Work order:
The required output is all lines below that contain the word "over".

Stored items:
PR #605, opened 2021-08-10
Add paging predicate [API-308]

### LINKED ISSUE #484: Paging Predicate
Currently, the Go client does not support Hazelcast's [paging predicates](https://docs.hazelcast.org/docs/latest-dev/manual/html-single/index.html#filtering-with-paging-predicates).

martijndeheus:
This PR adds the paging predicate to Go-client.

Fixes #484

### DIFF
--- a/internal/proto/predicate_paging.go
+++ b/internal/proto/predicate_paging.go
@@ -1,0 +1,47 @@
+package proto
+
+import (
+	"github.com/hazelcast/hazelcast-go-client/internal/serialization"
+)
+
+type PagingPredicateHolder struct {
+	AnchorDataListHolder AnchorDataListHolder
+	PredicateData        *serialization.Data
+	ComparatorData       *serialization.Data
+	PageSize             int32
+	Page                 int32
+	IterationTypeId      byte
+	PartitionKeyData     *serialization.Data
+}
+
+func NewPagingPredicateHolder(
+	anchorDataListHolder AnchorDataListHolder,
+	predicateData *serialization.Data,
+	comparatorData *serialization.Data,
+	pageSize int32,
+	page int32,
+	iterationTypeId byte,
+	partitionKeyData *serialization.Data) PagingPredicateHolder {
+
+	return PagingPredicateHolder{
+		AnchorDataListHolder: anchorDataListHolder,
+		PredicateData:        predicateData,
+		ComparatorData:       comparatorData,
+		PageSize:             pageSize,
+		Page:                 page,
+		IterationTypeId:      iterationTypeId,
+		PartitionKeyData:     partitionKeyData,
+	}
+}
+
+type AnchorDataListHolder struct {
+	AnchorPageList []int32
+	AnchorDataList []Pair
+}
+
+func NewAnchorDataListHolder(anchorPageList []int32, anchorDataList []Pair) AnchorDataListHolder {
+	return AnchorDataListHolder{
+		AnchorPageList: anchorPageList,
+		AnchorDataList: anchorDataList,
+	}
+}
--- a/internal/proto/predicate_paging.go
+++ b/internal/proto/predicate_paging.go
@@ -5,13 +5,13 @@ import (
 )
 
 type PagingPredicateHolder struct {
-	AnchorDataListHolder AnchorDataListHolder
+	PartitionKeyData     *serialization.Data
 	PredicateData        *serialization.Data
 	ComparatorData       *serialization.Data
+	AnchorDataListHolder AnchorDataListHolder
 	PageSize             int32
 	Page                 int32
 	IterationTypeId      byte
-	PartitionKeyData     *serialization.Data
 }
 
 func NewPagingPredicateHolder(
--- a/internal/proto/predicate_paging.go
+++ b/internal/proto/predicate_paging.go
@@ -14,23 +14,15 @@ type PagingPredicateHolder struct {
 	IterationTypeId      byte
 }
 
-func NewPagingPredicateHolder(
-	anchorDataListHolder AnchorDataListHolder,
-	predicateData *serialization.Data,
-	comparatorData *serialization.Data,
-	pageSize int32,
-	page int32,
-	iterationTypeId byte,
-	partitionKeyData *serialization.Data) PagingPredicateHolder {
-
+func NewPagingPredicateHolder(a AnchorDataListHolder, pred *serialization.Data, c *serialization.Data, ps int32, p int32, i byte, pkd *serialization.Data) PagingPredicateHolder {
 	return PagingPredicateHolder{
-		AnchorDataListHolder: anchorDataListHolder,
-		PredicateData:        predicateData,
-		ComparatorData:       comparatorData,
-		PageSize:             pageSize,
-		Page:                 page,
-		IterationTypeId:      iterationTypeId,
-		PartitionKeyData:     partitionKeyData,
+		AnchorDataListHolder: a,
+		PredicateData:        pred,
+		ComparatorData:       c,
+		PageSize:             ps,
+		Page:                 p,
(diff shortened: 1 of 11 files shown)


predicate/predicate_paging.go
```diff
@@ -0,0 +1,260 @@
...
+	p.page = page
+}
+
+// GetPage return the current page of the paging predicate.
+func (p predPaging) GetPage() int32 {
+	return p.page
+}
+
+// AnchorList returns the anchor list of the paging predicate containing the first item of every page fetched with the predicate.
+func (p predPaging) AnchorList() []types.Entry {
```
yuce, line 90: This function is only required in the same package, isn't it? How about unexporting it? It's OK to have tests in the `predicate` package to access it if necessary.

predicate/predicate_paging.go
```diff
@@ -0,0 +1,260 @@
...
+func (p predPaging) WriteData(output serialization.DataOutput) {
+	output.WriteObject(p.internalPredicate)
+	output.WriteObject(p.comparator)
+	output.WriteInt32(p.page)
+	output.WriteInt32(p.pageSize)
+	output.WriteString(string(p.iterationType))
+	output.WriteInt32(int32(len(p.anchorList)))
+	for _, a := range p.anchorList {
+		output.WriteInt32(a.Key.(int32))
+		anchorEntry := a.Value.(types.Entry)
```
yuce, line 128: How about renaming `anchorEntry` to just `e`?

predicate/predicate_paging.go
```diff
@@ -0,0 +1,260 @@
...
+		output.WriteObject(anchorEntry.Key)
+		output.WriteObject(anchorEntry.Value)
+	}
+}
+
+func (p predPaging) String() string {
+	return fmt.Sprintf("paging, predicate=%s, pageSize=%d, page=%d",
```
yuce, line 135: How about returning something like (`Paging(predicate=%s, ...)` to be consistent with other predicates?

predicate/predicate_paging.go
```diff
@@ -0,0 +1,260 @@
...
+	"github.com/hazelcast/hazelcast-go-client/internal/util/nilutil"
+	"github.com/hazelcast/hazelcast-go-client/serialization"
+	"github.com/hazelcast/hazelcast-go-client/types"
+)
+
+type predPaging struct {
+	comparator        serialization.IdentifiedDataSerializable
+	internalPredicate Predicate
+	iterationType     IterationType
+	anchorList        []types.Entry
```
yuce, line 18: How about using shorter names for fields, such as: `cmp, pred, iterType, anchors`?

predicate/predicate_paging.go
```diff
@@ -0,0 +1,260 @@
...
+		output.WriteObject(anchorEntry.Value)
+	}
+}
+
+func (p predPaging) String() string {
+	return fmt.Sprintf("paging, predicate=%s, pageSize=%d, page=%d",
+		p.internalPredicate.String(), p.pageSize, p.page)
+}
+
+func ValidateAndSerializePagingPredicate(
```
yuce, line 139: We shouldn't expose `iserialization.Data`. Let me think a bit about this function...

yuce (changes requested):
Thanks a lot for the PR! Here are few comments. I will continue to review.

predicate/predicate_paging.go
martijndeheus: One of the things I ran into is that if we don't want to expose the `predPaging` object (like for the other predicates). We need all the serialization logic in this package causing us to need the `func(interface{}) (*iserialization.Data, error)` in this package.

yuce: `iserialization.Data` is a real nuisance. It's only a `[]byte` so I'll probably expose it. I'm currently fixing the client binary protocol generator for the Go client. I think we'll have a better way to handle this one once that's over.

predicate/predicate_paging.go
martijndeheus: I believe this may be useful to the user as well as part of the API.

predicate/predicate_paging.go
```diff
@@ -0,0 +1,260 @@
...
+
+func (p predPaging) FactoryID() int32 {
+	return factoryID
+}
+
+func (p predPaging) ClassID() int32 {
+	return 15
+}
+
+func (p predPaging) ReadData(input serialization.DataInput) {
```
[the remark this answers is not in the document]
martijndeheus: It is not used because the actual type that is serialized is `PagingPredicateHolder`. The same is true in other clients, but there is also an implementation for this method (which is a bit confusing). I'll remove the implementation of the function and add a comment.

internal/proto/predicate_paging.go
```diff
@@ -0,0 +1,47 @@
...
+
+func NewPagingPredicateHolder(
+	anchorDataListHolder AnchorDataListHolder,
+	predicateData *serialization.Data,
+	comparatorData *serialization.Data,
+	pageSize int32,
+	page int32,
+	iterationTypeId byte,
+	partitionKeyData *serialization.Data) PagingPredicateHolder {
+
```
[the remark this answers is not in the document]
martijndeheus: Addressed in d226845785e034a27f9e4d255c6879f1f22aa3d5

predicate/predicate_it_test.go
```diff
@@ -219,3 +285,54 @@ func createFixture(m *hz.Map) {
...
+		if !assert.Subset(t, target, values) {
+			t.FailNow()
+		}
+		if !assert.Subset(t, values, target) {
+			t.FailNow()
+		}
+	})
+}
+
+// The paging predicate needs a separate fixture because the paging predicate
```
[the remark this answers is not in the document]
martijndeheus: I tried to move it into the other function but it becomes a bit messy. I think it is cleaner to separate the functions. I updated the comment in d226845785e034a27f9e4d255c6879f1f22aa3d5.

predicate/predicate_paging.go
```diff
@@ -0,0 +1,260 @@
...
+	case KEY:
+		return 0
+	case VALUE:
+		return 1
+	case ENTRY:
+		return 2
+	default:
+		return -1
+	}
+}
```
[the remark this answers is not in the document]
martijndeheus: Addressed in d226845785e034a27f9e4d255c6879f1f22aa3d5

predicate/predicate_paging.go
```diff
@@ -0,0 +1,260 @@
...
+
+// NextPage sets the page of the paging predicate to the next page to fetch the next results in the following operation.
+func (p *predPaging) NextPage() {
+	p.page++
+}
+
+// PrevPage sets the page of the paging predicate to the previous page to fetch the previous results in the following operation.
+func (p *predPaging) PrevPage() {
+	p.page--
```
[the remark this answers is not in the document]
martijndeheus: Addressed in d226845

predicate/predicate_paging.go
```diff
@@ -0,0 +1,260 @@
...
+}
+
+// SetPage sets the page to a given page number to fetch the results at that page in the following operation.
+func (p *predPaging) SetPage(page int32) {
+	p.page = page
+}
+
+// GetPage return the current page of the paging predicate.
+func (p predPaging) GetPage() int32 {
```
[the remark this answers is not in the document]
martijndeheus: Addressed in d226845

predicate/predicate_paging.go
martijndeheus: Addressed in d226845

predicate/predicate_paging.go
martijndeheus: Addressed in d226845

yuce:
Predicates are deprecated, and the project that requires this feature is over, closing.

PR #606, opened 2021-08-10
Add GetDistributedObjectsInfo API.

enozcan:
Replaces #602 

- Moves DistributedObjectInfo from internal pkg to types. It's also the return type of the new API.
- Unlike #602, this does not create local proxies for fetched distributed objects until client makes `Get*` call.

### DIFF
--- a/client.go
+++ b/client.go
@@ -211,21 +211,7 @@ func (c *Client) GetDistributedObjectsInfo(ctx context.Context) ([]types.Distrib
 	if err != nil {
 		return nil, err
 	}
-	objects := codec.DecodeClientGetDistributedObjectsResponse(resp)
-	result := make([]types.DistributedObjectInfo, 0, len(objects))
-	cached := make(map[types.DistributedObjectInfo]struct{})
-	for _, o := range c.proxyManager.getCachedObjectsInfo() {
-		cached[o] = struct{}{}
-	}
-	for _, o := range objects {
-		result = append(result, o)
-		delete(cached, o)
-	}
-	for o := range cached {
-		// Purge the stale object from the manager's cache.
-		c.proxyManager.remove(o.ServiceName, o.Name)
-	}
-	return result, nil
+	return codec.DecodeClientGetDistributedObjectsResponse(resp), nil
 }
 
 func (c *Client) start(ctx context.Context) error {
--- a/client.go
+++ b/client.go
@@ -206,34 +206,25 @@ func (c *Client) GetDistributedObjectsInfo(ctx context.Context) ([]types.Distrib
 	if atomic.LoadInt32(&c.state) != ready {
 		return nil, hzerrors.ErrClientNotActive
 	}
-
 	request := codec.EncodeClientGetDistributedObjectsRequest()
 	resp, err := c.proxyManager.invokeOnRandomTarget(ctx, request, nil)
 	if err != nil {
 		return nil, err
 	}
-
 	objects := codec.DecodeClientGetDistributedObjectsResponse(resp)
 	result := make([]types.DistributedObjectInfo, 0, len(objects))
-
 	cached := make(map[types.DistributedObjectInfo]struct{})
 	for _, o := range c.proxyManager.getCachedObjectsInfo() {
 		cached[o] = struct{}{}
 	}
-
 	for _, o := range objects {
-		if !serviceSupported(o.ServiceName()) {
-			continue
-		}
 		result = append(result, o)
 		delete(cached, o)
 	}
-
 	for o := range cached {
 		// Purge the stale object from the manager's cache.
-		c.proxyManager.remove(o.ServiceName(), o.Name())
+		c.proxyManager.remove(o.ServiceName, o.Name)
 	}
-
 	return result, nil
 }
 
--- a/client.go
+++ b/client.go
@@ -31,6 +31,7 @@ import (
 	"github.com/hazelcast/hazelcast-go-client/internal/invocation"
 	ilogger "github.com/hazelcast/hazelcast-go-client/internal/logger"
 	"github.com/hazelcast/hazelcast-go-client/internal/proto"
+	"github.com/hazelcast/hazelcast-go-client/internal/proto/codec"
 	iproxy "github.com/hazelcast/hazelcast-go-client/internal/proxy"
 	"github.com/hazelcast/hazelcast-go-client/internal/security"
 	"github.com/hazelcast/hazelcast-go-client/internal/serialization"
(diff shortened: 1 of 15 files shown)


client.go
```diff
@@ -200,6 +201,42 @@ func (c *Client) GetPNCounter(ctx context.Context, name string) (*PNCounter, err
...
+	objects := codec.DecodeClientGetDistributedObjectsResponse(resp)
+	result := make([]types.DistributedObjectInfo, 0, len(objects))
+
+	cached := make(map[types.DistributedObjectInfo]struct{})
+	for _, o := range c.proxyManager.getCachedObjectsInfo() {
+		cached[o] = struct{}{}
+	}
+
+	for _, o := range objects {
+		if !serviceSupported(o.ServiceName()) {
```
yuce, line 225: There's no need to check whether the service is supported, let's return everything.

client.go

Final answer:
yuce: `iserialization.Data` is a real nuisance. It's only a `[]byte` so I'll probably expose it. I'm currently fixing the client binary protocol generator for the Go client. I think we'll have a better way to handle this one once that's over.
Predicates are deprecated, and the project that requires this feature is over, closing.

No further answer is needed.